Les princes sont parfois nommés gouverneurs, comme les fils de Naram-Sin placés à Marad (en),
Tuttul et Kazallu (en). Les princesses étaient souvent consacrées prêtresses des grands temples du sud
mésopotamien : Enheduanna fille de Sargon (connue par les poèmes qui lui sont attribués) dans le
temple de Nanna à Ur, Enmenana fille de Naram-Sin dans le même temple, et sa sœur Tuta-napshum,
grande prêtresse d'Enlil à Nippur. L'élite de la puissante armée akkadienne est encadrée par les proches
du roi (en premier lieu les généraux) et constitue une sorte de garde royale.
La question de savoir dans quelle mesure on peut qualifier l'État d'Akkad de « premier empire » reste
donc débattue : il est moins novateur qu'on ne l'a longtemps pensé, et est une construction peu durable
dont les structures ont été garantes d'une stabilité limitée.
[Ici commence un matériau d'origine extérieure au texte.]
PR #5097, opened 2024-03-19
Add alteration notifications and management

### LINKED ISSUE #5096: Alterations API: Submitted planned is stuck on status: Dispatching
### Repro Steps

1. create an alteration plan
2. submit plan
3. get Plan id
4. check status of plan id

### Symptoms

Plan never changes status: is stuck on dispatching / tried with different filters.

```json
{
    "plan": {
        "alterations": [
            {
                "type": "ModifyVariable",
                "variableId": "2bbea8ff54191747",
                "value": "100"
            },
            {
                "type": "Migrate",
                "targetVersion": 9
            },
            {
                "type": "ScheduleActivity",
                "activityId": "d49e835cb0a87ce9"
            }
        ],
        "workflowInstanceFilter": {
            "workflowInstanceIds": [
                "c44f1565f93dd77"
            ],
            "correlationIds": [],
            "timestampFilters": [],
            "definitionVersionIds": [],
            "activityFilters": []
        },
        "status": "Dispatching",
        "createdAt": "2024-03-19T14:51:05.325469+00:00",
        "id": "1c9354f5892addf1"
    },
    "jobs": []
}
```

sfmskywalker:
Implement notification publishing for completed alteration plans and add related handlers and management logic to coordinate alterations workflow triggering and completion status updates.

Fixes #5096

### DIFF
--- a/src/modules/Elsa.Alterations/Services/AlterationPlanManager.cs
+++ b/src/modules/Elsa.Alterations/Services/AlterationPlanManager.cs
@@ -1,0 +1,43 @@
+using Elsa.Alterations.Core.Contracts;
+using Elsa.Alterations.Core.Entities;
+using Elsa.Alterations.Core.Enums;
+using Elsa.Alterations.Core.Filters;
+using Elsa.Alterations.Core.Notifications;
+using Elsa.Common.Contracts;
+using Elsa.Mediator.Contracts;
+
+namespace Elsa.Alterations.Services;
+
+/// <inheritdoc />
+public class AlterationPlanManager(IAlterationPlanStore planStore, IAlterationJobStore jobStore, ISystemClock systemClock, INotificationSender notificationSender) : IAlterationPlanManager
+{
+    /// <inheritdoc />
+    public async Task<AlterationPlan?> GetPlanAsync(string planId, CancellationToken cancellationToken = default)
+    {
+        var planFilter = new AlterationPlanFilter { Id = planId };
+        return await planStore.FindAsync(planFilter, cancellationToken);
+    }
+
+    /// <inheritdoc />
+    public async Task<bool> GetIsAllJobsCompletedAsync(string planId, CancellationToken cancellationToken = default)
+    {
+        // Check if all jobs are completed.
+        var jobFilter = new AlterationJobFilter
+        {
+            PlanId = planId,
+            Statuses = new[] { AlterationJobStatus.Pending, AlterationJobStatus.Running }
+        };
+        
+        return await jobStore.CountAsync(jobFilter, cancellationToken) == 0;
+    }
+
+    /// <inheritdoc />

Si par bien des traits il a de fait les attributs
traditionnellement attribués à un empire par les historiens, archéologues et anthropologues, il en
manque cependant certains : en particulier, l'influence de la culture matérielle du centre sur les
territoires conquis et voisins semble limitée alors que les empires ont généralement un rayonnement
fort, tandis que son autorité n'a jamais été fermement établie et durablement assurée, même dans les
régions centrales. La véritable révolution est plutôt à chercher dans l'apparition d'un « impérialisme ».